Montag, 1. Juli 2019


Als Meyer fragte, was es denn eigentlich heißen wolle, Plutonist oder Neptunist, sagte Goethe: "O danket Gott, daß Ihr nichts davon wißt, ich kann es auch nicht sagen, man könnte schon wahnsinnig werden, es nur auseinander zu setzen. Ohnehin bedeutet solch' ein Parteiname späterhin nichts mehr, löst sich in Rauch auf; die Leute wissen schon jetzt nicht mehr, was sie damit bezeichnen wollen. Ihr müßt verzeihen, wenn ich grob bin, ich schreibe jetzt eben in den Wanderjahren an der Rolle des Jarno, da spiele ich eine Weile auch im Leben den Grobian fort."

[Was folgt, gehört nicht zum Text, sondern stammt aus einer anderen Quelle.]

PR #2865, opened 2026-03-27
Optimizing top K using Adrien Grand's ideas

fulmicoton:
https://jpountz.github.io/2025/08/28/compiled-vs-vectorized-search-engine-edition.html


PSeitz:
I read it as grand ideas :)

fulmicoton:
It works both ways :D

jpountz:
Nice, computing scores eagerly and using them to skip by score before doing membership checks on follow-up clauses helped a lot when it was merged in Lucene (https://github.com/apache/lucene/pull/12382). Have you had a chance to run benchmarks already?

fulmicoton:
Yes it already improves perf greatly, but I need to add vectorization in.

src/query/boolean_query/block_wand_intersection.rs
```diff
@@ -0,0 +1,440 @@
...
+        // This ensures the block_max values are valid for all docs in [doc, window_end].
+        // Different scorers have independently aligned blocks, so we must use the
+        // smallest window where all block_max values hold.
+        let mut window_end: DocId = leader.last_doc_in_block();
+
+        let mut secondary_block_max_sum: Score = 0.0;
+        for secondary in secondaries.iter_mut() {
+            secondary.seek_block(doc);
+            secondary_block_max_sum += secondary.block_max_score();
+            window_end = window_end.min(secondary.last_doc_in_block());
```
jpountz, line 75: For the record I remember seeing some missed performance opportunities with taking the min `last_doc_in_block` across clauses, as it could result in small-ish windows, so I ended up computing the window based on the `leader` for conjunctive queries, and the min `last_doc_in_block` across essential clauses for disjunctive queries (ignoring non-essential clauses).

(Also a reason why Lucene stores max scores on 2 levels, though if I were to do it again, I'd probably look into making the 2nd level docId-aligned (e.g. every 65k docs) rather than block-aligned.)

src/query/boolean_query/block_wand_intersection.rs
```diff
@@ -0,0 +1,440 @@
...
+
+        for idx in start_idx..end_idx {
+            let candidate_doc = block_docs[idx];
+            let fieldnorm_id = fieldnorm_reader.fieldnorm_id(candidate_doc);
+            let term_freq = block_freqs[idx];
+            let leader_score = bm25_weight.score(fieldnorm_id, term_freq);
+            candidate_doc_ids[num_candidates] = candidate_doc;
+            candidate_scores[num_candidates] = leader_score;
+            num_candidates += (leader_score > score_threshold) as usize;
+        }
```
jpountz, line 125: Oh nice, Lucene first computes scores in buffers and then filters in place, but you're saving one copy by doing scoring+filtering in a single pass.

jpountz (approved):
Now with vectorization, very exciting!

jpountz:
Out of curiosity, how does Tantivy mask deleted documents? I was expected to see something about them in the new scorer but maybe Tantivy doesn't need to because it handles them differently?

fulmicoton:
@jpountz It is a bitset. 

We kind of cheat. We never do that at the scorer level. If there are deleted documents, we omit them at collection level.
It used to be pushed down further, but it was annoying code wise, and hurting if there was few deletes.

fulmicoton:
@stuhood can you review? This increases intersection perf on top K bm25.

fulmicoton:
On top 10, this increases intersection significantly. 
622 μs -> 355 μs

src/query/boolean_query/block_wand_intersection.rs
```diff
@@ -0,0 +1,461 @@
...
+/// For each window, the sum of block_max_scores is compared to the current threshold;
+/// if the block can't beat it, the entire block is skipped.
+///
+/// Within non-skipped blocks, individual documents are pruned by checking whether
+/// leader_score + sum(secondary block_max_scores) can exceed the threshold before
+/// performing the expensive intersection membership check (seeking into secondary scorers).
+///
+/// # Preconditions
+/// - `scorers` has at least 2 elements
+/// - `scorers` has less than 16 elements
```
stuhood: This seems like a very reasonable constraint, but is it worth calling out the reason for it? Guaranteeing that we register/stack allocate the scores? It seems like you could potentially make it a generic parameter and generate a few copies of this method for interesting sizes (e.g. 4, 8, 16).

src/query/boolean_query/block_wand_intersection.rs
```diff
@@ -0,0 +1,461 @@
...
+            }
+            window_end = window_end.min(secondary.last_doc_in_block());
+            let bms = secondary.block_max_score();
+            secondary_block_max_scores[idx] = bms;
+            secondary_block_max_sum += bms;
+        }
+
+        // Precompute suffix sums: suffix[i] = sum of block_max for secondaries[i+1..].
+        // Used in Phase 2 to prune candidates that can't beat threshold even with
+        // remaining secondaries contributing their block_max.
```
stuhood: If the `leader_block_max + secondary_block_max_sum <= threshold` condition doesn't pass, then these precomputed values are unused: can move them after that case.

Additionally, you can skip computing these if `num_candidates` is 0 I think.

src/query/boolean_query/block_wand_intersection.rs
```diff
@@ -0,0 +1,461 @@
...
+                }
+            }
+
+            // All secondaries matched.
+            if total_score > threshold {
+                threshold = callback(candidate_doc, total_score);
+
+                if leader_max_score + secondaries_global_max_sum <= threshold {
+                    return;
+                }
```
stuhood, line 173: Is this worth checking per-document rather than per-block?

stuhood (approved):
This looks great, thanks!

src/query/boolean_query/block_wand_intersection.rs
fulmicoton: absolutely.

src/query/boolean_query/block_wand_intersection.rs
fulmicoton: it was to keep a bunch of arrays on the stack but it does not really matter actually. I moved these to the heap.

src/query/boolean_query/block_wand_intersection.rs
fulmicoton: I don't understand the question.

stuhood: Just that this check is currently inside of the inner loop over documents, as opposed to the outer loop over (leader) blocks. Not a big deal.

PSeitz:
Not sure if it's coming from this, but we seem to have a regression on `intersection_union` for TOP_100 between the last release and current main `4480cf0`

intersection_union_top_100

fulmicoton:
Probably more the topK collector that is based on binary heap now?

PR #2631, opened 2021-05-28
Fix repeated match of switch case

TheHarcker:
Fixed that a switch in HTTPHeaders+Directive.swift tried to match the .lastModified case twice.


0xTim (approved):
D'oh thanks!

PR #2633, opened 2021-05-31
Add support for tracing

0xTim:
This PR adds initial support for distributed tracing to Vapor. We'll be maintaining the fork and keeping it up to date as our tracing work continues with the eventual goal of merging any work back in to the upstream.

**Important:** there may be some breaking changes as this fork evolves so it shouldn't be considered API stable and use it at your own risk. The biggest change will come once Swift 5.5 is released and we switch all the `LoggingContext` stuff over to Task Local Values. We are however using this fork in production for tracing with our services so we consider it 'production ready'.

### DIFF
--- a/Sources/Development/routes.swift
+++ b/Sources/Development/routes.swift
@@ -1,4 +1,5 @@
 import Vapor
+import Baggage
 
 struct Creds: Content {
     var email: String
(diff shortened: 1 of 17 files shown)


0xTim:
@wolverian nope, we're waiting on a 1.0.0 release of https://github.com/apple/swift-distributed-tracing

Sources/Development/routes.swift
```diff
@@ -142,7 +143,7 @@ public func routes(_ app: Application) throws {
     }
 
     app.get("client") { req in
-        return req.client.get("http://httpbin.org/status/201").map { $0.description }
+        return req.client.get("http://httpbin.org/status/201", context: req).map { $0.description }
```
Joannis, line 146: Can't we pass in the context (baggage) in the `.client` property? If it's computed, we should already be able to. Otherwise, we can make it computed.

Sources/Vapor/Client/Client.swift
```diff
@@ -22,50 +24,51 @@ extension Client {
 }
 
 extension Client {
-    public func get(_ url: URI, headers: HTTPHeaders = [:], beforeSend: (inout ClientRequest) throws -> () = { _ in }) -> EventLoopFuture<ClientResponse> {
-        return self.send(.GET, headers: headers, to: url, beforeSend: beforeSend)
+    public func get(_ url: URI, headers: HTTPHeaders = [:], context: LoggingContext, beforeSend: (inout ClientRequest) throws -> () = { _ in }) -> EventLoopFuture<ClientResponse> {
+        return self.send(.GET, headers: headers, to: url, context: context, beforeSend: beforeSend)
```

Was soll es nur hier in Weimar mit dem WitDöring werden? Man wird es schon bereuen, ihn hier zu haben; in seinen Memoiren ist kein Funke Geist. Er ist zum steten Gefängniß von der Natur bestimmt; darin spielt er seine Streiche. Wär' ich Fürst, ich ließ ihn gleich wieder verhaften, damit er in sein Element zurück käme. Gesehen und gesprochen hab' ich ihn wohl einmal, warum nicht? als Phänomen; aber ich wäre ein Lump, wenn ich ihn zum zweiten Male sähe.

Der Großherzog ergötzt sich an seinem Hiersein, um einmal wieder sich an einer Gefahr zu laben, um einmal wieder einen zahmen Wolf zu haben, der unter seinen Hunden und Schafen herum renommire.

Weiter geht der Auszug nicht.